- _What to work on_: Search the records for the string "below" and return each line that has it.

== Extracted entries

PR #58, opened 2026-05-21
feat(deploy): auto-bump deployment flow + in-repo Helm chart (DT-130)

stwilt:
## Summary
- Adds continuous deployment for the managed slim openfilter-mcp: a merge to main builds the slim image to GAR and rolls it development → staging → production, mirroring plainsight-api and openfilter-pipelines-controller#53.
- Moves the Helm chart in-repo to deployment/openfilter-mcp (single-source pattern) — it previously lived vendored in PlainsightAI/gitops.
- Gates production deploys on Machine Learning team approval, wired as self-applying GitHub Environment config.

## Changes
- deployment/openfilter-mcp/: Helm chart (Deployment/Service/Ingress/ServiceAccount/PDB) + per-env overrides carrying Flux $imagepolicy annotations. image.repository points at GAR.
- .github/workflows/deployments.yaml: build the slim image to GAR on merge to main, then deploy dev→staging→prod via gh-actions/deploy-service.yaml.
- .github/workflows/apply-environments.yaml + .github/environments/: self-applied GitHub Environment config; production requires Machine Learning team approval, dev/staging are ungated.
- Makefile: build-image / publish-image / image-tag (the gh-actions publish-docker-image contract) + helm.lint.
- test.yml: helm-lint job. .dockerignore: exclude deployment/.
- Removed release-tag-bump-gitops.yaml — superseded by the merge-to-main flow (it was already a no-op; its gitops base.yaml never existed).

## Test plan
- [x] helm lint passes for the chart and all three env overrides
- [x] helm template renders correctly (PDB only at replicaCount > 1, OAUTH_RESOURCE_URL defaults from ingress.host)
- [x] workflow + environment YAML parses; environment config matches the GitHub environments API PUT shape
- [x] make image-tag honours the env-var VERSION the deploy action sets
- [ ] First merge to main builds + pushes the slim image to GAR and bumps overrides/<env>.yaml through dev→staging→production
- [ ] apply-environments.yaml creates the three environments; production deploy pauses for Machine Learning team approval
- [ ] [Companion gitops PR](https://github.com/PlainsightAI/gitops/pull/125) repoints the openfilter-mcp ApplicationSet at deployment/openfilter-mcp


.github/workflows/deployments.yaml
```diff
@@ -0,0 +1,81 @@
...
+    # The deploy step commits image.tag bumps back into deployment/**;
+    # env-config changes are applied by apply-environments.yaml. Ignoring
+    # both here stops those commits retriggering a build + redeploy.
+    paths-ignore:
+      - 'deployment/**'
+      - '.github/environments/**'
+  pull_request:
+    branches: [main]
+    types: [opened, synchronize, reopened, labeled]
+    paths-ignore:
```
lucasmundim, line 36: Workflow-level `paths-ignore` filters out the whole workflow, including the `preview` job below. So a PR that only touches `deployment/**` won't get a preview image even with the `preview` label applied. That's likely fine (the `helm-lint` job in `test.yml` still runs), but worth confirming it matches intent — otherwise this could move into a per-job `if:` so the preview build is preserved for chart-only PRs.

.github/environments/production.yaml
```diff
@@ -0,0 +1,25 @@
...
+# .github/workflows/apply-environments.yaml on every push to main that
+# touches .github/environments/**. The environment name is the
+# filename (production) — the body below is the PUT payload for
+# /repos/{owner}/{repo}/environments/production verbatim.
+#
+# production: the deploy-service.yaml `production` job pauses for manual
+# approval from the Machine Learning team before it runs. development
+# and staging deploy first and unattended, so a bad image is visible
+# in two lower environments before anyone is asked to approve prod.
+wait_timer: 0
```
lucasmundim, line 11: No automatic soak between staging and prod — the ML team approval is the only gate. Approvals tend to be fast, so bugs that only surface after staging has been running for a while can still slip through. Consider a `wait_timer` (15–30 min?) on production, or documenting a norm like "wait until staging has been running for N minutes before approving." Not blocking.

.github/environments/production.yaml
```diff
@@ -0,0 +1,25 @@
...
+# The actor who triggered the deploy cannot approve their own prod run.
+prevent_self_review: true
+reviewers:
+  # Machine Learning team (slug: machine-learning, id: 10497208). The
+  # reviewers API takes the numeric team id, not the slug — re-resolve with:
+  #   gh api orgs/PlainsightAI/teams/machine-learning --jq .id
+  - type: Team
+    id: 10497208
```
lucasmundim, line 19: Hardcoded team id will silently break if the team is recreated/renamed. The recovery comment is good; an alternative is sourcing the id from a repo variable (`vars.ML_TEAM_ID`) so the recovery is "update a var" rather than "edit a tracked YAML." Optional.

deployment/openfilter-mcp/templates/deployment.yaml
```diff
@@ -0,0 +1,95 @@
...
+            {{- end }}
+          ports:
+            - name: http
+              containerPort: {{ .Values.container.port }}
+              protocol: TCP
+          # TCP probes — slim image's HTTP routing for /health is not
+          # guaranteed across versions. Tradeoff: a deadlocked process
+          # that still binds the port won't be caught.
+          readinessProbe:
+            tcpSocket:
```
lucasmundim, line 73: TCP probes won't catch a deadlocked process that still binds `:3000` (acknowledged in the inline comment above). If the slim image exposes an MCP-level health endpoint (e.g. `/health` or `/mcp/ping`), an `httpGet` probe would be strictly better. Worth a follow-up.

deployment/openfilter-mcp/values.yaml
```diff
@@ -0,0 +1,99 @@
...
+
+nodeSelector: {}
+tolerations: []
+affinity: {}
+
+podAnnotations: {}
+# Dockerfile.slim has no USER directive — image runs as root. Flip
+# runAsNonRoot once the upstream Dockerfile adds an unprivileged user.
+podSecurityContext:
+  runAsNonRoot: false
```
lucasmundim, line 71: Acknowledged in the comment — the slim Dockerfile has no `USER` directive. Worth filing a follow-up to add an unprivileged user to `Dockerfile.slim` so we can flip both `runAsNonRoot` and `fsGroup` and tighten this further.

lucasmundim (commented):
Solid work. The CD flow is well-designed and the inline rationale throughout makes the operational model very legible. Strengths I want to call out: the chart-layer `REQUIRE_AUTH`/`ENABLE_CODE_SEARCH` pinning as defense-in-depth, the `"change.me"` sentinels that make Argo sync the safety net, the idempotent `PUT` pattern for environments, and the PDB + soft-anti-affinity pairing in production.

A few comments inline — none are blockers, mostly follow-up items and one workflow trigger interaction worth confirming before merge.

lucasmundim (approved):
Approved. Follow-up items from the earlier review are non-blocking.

====
== Extracted entries

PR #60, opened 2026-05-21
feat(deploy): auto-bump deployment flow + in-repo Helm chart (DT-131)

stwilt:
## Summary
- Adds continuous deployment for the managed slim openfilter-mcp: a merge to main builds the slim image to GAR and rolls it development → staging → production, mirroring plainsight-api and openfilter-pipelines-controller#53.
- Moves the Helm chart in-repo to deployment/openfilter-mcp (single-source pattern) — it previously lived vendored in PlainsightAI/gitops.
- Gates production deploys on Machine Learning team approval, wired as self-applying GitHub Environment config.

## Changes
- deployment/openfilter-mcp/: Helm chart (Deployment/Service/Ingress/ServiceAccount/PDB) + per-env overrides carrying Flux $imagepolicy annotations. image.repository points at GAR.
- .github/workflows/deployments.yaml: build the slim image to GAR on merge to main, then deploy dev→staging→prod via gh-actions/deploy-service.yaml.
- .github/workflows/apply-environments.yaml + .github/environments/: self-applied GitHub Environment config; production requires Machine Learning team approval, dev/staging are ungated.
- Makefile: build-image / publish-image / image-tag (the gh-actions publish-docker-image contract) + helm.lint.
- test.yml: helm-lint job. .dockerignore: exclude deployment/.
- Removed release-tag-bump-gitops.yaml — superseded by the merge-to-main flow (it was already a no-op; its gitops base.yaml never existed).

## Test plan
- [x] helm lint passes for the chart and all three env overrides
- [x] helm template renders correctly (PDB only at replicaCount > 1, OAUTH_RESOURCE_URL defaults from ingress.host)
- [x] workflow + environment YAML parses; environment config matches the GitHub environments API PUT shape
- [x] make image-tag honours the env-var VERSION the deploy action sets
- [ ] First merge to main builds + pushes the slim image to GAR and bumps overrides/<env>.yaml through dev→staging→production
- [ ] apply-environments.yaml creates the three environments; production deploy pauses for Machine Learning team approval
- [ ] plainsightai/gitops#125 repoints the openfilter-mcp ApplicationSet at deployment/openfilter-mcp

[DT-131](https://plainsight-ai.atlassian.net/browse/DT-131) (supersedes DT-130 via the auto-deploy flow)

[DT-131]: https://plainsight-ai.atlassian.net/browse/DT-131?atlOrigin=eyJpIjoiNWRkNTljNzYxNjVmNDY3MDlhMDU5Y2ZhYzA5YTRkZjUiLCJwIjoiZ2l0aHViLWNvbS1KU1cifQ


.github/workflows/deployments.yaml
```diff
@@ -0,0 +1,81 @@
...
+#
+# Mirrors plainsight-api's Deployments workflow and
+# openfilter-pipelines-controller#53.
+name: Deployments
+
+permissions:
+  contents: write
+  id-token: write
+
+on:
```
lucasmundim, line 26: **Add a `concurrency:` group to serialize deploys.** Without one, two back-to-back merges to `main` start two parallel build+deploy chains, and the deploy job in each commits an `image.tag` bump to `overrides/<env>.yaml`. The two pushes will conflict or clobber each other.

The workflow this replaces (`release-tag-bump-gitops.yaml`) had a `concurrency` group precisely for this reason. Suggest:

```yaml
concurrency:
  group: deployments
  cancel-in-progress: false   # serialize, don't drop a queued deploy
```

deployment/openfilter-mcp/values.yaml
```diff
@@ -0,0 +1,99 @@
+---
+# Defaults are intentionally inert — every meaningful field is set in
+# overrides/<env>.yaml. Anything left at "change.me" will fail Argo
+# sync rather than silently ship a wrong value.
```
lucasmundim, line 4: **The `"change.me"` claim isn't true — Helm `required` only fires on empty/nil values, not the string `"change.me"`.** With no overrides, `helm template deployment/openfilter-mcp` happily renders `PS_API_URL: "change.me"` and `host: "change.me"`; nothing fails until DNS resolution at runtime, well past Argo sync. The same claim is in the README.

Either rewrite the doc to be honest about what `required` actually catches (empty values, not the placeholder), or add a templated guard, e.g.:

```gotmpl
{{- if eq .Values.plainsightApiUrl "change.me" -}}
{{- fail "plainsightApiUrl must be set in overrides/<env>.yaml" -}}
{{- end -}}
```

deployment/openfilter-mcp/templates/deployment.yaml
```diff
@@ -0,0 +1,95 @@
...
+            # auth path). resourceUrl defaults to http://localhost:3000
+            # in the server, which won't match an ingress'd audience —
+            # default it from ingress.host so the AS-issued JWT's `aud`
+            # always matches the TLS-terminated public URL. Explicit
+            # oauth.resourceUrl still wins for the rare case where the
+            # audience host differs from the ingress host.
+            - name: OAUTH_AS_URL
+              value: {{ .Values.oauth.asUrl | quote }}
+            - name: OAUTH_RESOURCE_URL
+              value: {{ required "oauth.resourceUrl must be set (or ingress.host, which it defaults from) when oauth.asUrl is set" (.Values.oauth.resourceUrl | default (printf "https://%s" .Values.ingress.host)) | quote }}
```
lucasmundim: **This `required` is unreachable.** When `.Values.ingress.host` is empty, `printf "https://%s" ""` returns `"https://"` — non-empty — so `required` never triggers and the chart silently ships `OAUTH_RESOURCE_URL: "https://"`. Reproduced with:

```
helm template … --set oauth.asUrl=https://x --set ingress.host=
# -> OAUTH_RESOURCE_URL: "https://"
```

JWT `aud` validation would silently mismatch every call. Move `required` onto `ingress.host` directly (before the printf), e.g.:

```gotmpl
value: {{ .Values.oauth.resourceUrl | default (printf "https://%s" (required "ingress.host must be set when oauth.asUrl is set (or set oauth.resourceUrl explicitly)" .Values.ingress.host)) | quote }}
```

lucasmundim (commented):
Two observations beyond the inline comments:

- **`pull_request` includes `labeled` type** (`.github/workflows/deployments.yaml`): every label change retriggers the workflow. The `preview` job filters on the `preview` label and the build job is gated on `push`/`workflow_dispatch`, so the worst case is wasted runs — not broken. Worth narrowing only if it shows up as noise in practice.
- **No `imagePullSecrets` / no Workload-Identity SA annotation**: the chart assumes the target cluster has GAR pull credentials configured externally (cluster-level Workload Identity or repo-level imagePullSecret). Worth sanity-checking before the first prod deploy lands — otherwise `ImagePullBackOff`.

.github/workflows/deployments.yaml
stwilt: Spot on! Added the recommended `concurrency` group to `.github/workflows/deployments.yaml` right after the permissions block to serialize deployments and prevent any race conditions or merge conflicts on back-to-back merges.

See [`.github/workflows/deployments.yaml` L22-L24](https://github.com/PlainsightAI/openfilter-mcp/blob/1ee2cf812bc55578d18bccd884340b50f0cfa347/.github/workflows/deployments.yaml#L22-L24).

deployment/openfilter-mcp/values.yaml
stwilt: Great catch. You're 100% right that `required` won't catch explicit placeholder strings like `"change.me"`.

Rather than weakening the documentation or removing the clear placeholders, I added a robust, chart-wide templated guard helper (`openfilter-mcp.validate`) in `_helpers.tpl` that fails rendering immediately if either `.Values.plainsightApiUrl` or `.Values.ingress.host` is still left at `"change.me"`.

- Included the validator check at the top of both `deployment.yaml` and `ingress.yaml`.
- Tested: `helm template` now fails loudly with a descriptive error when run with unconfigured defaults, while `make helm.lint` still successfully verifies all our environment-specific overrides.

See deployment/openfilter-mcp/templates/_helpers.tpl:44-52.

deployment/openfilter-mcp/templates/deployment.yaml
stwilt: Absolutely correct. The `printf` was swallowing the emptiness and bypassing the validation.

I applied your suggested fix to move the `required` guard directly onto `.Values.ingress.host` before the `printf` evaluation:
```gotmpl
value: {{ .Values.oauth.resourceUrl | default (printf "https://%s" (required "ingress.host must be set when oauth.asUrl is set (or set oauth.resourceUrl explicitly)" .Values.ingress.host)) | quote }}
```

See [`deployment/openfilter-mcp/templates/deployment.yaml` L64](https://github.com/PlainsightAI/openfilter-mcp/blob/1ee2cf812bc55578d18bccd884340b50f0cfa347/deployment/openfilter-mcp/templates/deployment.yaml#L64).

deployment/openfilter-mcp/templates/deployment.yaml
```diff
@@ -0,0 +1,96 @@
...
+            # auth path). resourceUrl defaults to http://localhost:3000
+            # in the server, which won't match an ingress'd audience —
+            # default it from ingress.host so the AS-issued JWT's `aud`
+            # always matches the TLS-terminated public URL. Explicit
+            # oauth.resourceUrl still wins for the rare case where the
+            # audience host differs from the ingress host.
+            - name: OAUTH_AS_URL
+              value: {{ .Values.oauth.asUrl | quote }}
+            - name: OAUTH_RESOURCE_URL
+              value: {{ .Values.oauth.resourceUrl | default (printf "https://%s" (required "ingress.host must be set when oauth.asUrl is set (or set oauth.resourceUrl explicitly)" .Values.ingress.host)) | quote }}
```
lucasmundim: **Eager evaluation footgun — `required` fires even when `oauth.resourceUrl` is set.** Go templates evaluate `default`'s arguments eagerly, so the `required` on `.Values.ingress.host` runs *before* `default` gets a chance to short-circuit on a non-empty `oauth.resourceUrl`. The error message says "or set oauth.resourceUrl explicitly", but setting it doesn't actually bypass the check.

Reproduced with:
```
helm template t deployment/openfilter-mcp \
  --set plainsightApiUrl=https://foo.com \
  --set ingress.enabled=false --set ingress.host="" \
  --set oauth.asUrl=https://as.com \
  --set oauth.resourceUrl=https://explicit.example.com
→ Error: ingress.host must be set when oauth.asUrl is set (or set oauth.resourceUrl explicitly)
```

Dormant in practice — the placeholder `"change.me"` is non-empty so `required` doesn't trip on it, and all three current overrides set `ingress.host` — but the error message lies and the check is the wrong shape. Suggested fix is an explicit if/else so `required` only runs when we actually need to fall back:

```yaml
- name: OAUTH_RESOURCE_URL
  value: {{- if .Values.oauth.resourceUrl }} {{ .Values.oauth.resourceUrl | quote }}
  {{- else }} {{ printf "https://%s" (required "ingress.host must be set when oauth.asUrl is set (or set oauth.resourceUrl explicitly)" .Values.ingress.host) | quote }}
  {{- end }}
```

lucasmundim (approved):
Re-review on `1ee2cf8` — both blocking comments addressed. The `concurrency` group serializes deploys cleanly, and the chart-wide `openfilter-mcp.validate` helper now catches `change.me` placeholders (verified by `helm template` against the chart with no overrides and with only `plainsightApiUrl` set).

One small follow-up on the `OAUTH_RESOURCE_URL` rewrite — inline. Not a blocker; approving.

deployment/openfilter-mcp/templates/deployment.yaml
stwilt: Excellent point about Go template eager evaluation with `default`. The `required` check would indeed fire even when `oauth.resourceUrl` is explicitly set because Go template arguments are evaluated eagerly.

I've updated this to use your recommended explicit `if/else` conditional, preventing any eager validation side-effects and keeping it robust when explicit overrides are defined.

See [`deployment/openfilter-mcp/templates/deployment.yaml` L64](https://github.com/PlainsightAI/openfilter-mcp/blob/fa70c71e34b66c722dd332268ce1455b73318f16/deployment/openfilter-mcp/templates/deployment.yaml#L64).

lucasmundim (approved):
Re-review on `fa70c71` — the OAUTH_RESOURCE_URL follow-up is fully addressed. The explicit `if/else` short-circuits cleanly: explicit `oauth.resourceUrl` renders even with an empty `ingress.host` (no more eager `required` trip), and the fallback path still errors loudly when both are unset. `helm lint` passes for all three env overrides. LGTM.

====
== Extracted entries

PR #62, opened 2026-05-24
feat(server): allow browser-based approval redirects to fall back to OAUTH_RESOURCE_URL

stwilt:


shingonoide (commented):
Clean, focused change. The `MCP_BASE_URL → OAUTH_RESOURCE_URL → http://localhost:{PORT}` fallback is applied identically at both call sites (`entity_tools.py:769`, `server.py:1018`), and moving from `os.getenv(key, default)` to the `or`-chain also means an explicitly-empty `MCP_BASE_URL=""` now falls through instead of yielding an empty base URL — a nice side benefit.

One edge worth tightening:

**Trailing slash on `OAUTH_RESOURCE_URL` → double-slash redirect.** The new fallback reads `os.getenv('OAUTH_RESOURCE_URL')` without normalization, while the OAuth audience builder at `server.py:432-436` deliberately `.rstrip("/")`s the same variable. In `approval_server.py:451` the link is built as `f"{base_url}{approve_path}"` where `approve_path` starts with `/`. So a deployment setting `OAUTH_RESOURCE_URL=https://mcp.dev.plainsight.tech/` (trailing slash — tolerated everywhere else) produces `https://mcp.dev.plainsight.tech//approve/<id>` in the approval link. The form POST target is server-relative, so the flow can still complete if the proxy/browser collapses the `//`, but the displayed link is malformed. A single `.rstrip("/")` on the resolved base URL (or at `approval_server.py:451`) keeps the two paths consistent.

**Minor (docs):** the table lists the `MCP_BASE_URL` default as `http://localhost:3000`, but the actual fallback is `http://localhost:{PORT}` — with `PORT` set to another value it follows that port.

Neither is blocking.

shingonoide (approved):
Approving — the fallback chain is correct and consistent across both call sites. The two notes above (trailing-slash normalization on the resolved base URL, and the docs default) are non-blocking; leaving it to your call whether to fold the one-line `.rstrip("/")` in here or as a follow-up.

====

- _Output of the task_:
lucasmundim, line 36: Workflow-level `paths-ignore` filters out the whole workflow, including the `preview` job below. So a PR that only touches `deployment/**` won't get a preview image even with the `preview` label applied. That's likely fine (the `helm-lint` job in `test.yml` still runs), but worth confirming it matches intent — otherwise this could move into a per-job `if:` so the preview build is preserved for chart-only PRs.
+# filename (production) — the body below is the PUT payload for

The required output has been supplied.